LinuxQuestions.org
Review your favorite Linux distribution.
Go Back   LinuxQuestions.org > Forums > Linux Forums > Linux - Newbie
User Name
Password
Linux - Newbie This Linux forum is for members that are new to Linux.
Just starting out and have a question? If it is not in the man pages or the how-to's this is the place!

Notices


Reply
  Search this Thread
Old 04-24-2012, 12:32 PM   #1
grail
LQ Guru
 
Registered: Sep 2009
Location: Perth
Distribution: Manjaro
Posts: 9,493

Rep: Reputation: 2867Reputation: 2867Reputation: 2867Reputation: 2867Reputation: 2867Reputation: 2867Reputation: 2867Reputation: 2867Reputation: 2867Reputation: 2867Reputation: 2867
Lightbulb (INFO) Something I just learnt about reading a file


Now there may be some out there that are just going to say "well, no sh!t", but I have
been playing with bash for a while now and hadn't previously come across this so I thought I would share

Most experienced bash scripters learnt fairly early on that the following is a bad idea when it comes to reading an unpredictable file:
Code:
for line in $(< file);do <some stuff>;done
Namely because we all found out that word splitting occurs and our nicely formatted file has each line broken up by the value stored in IFS (not helpful)

So then we find that a much better solution is to use the following:
Code:
while read line;do <stuff here>;done
Yay we say, all is right with our little corner of the world

So here I was up after midnight playing with a script which required me to read a file.
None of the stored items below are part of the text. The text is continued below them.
PR #6303, opened 2019-08-16
Upgrade librtmp-client to 3.1.0

vavadhani:
The upgraded version should fix #4200, #4249, #4319, #4337

PR #6329, opened 2019-08-21
Update com.squareup.okhttp3 to 4.1.0 and update deprecated

fgl27:
There is others out of date dependencies..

No biggy, trusty while loop to the rescue .... wrong (so it appears)

Here is my test data file (test_file):
Code:
this a test
 this another test with space at the front
    and yet another with a tab at the front
back to the start
try some space at the end 
and with a tab at the end
Then we use a very basic script to simply echo the lines (test_script.sh):
Code:
#!/bin/bash

while read line
do
    echo "|$line|"   #pipes are to make sure we see the whitespace in the output
done<test_file
Okee dokee ... seems fairly straight forward, so we run it:
Code:
$ ./test_script.sh
|this a test|
|this another test with space at the front|
|and yet another with a tab at the front|
|back to the start|
|try some space at the end|
|and with a tab at the end|
Well gee willikers batman ... what happened to all my whitespace at the start and the end?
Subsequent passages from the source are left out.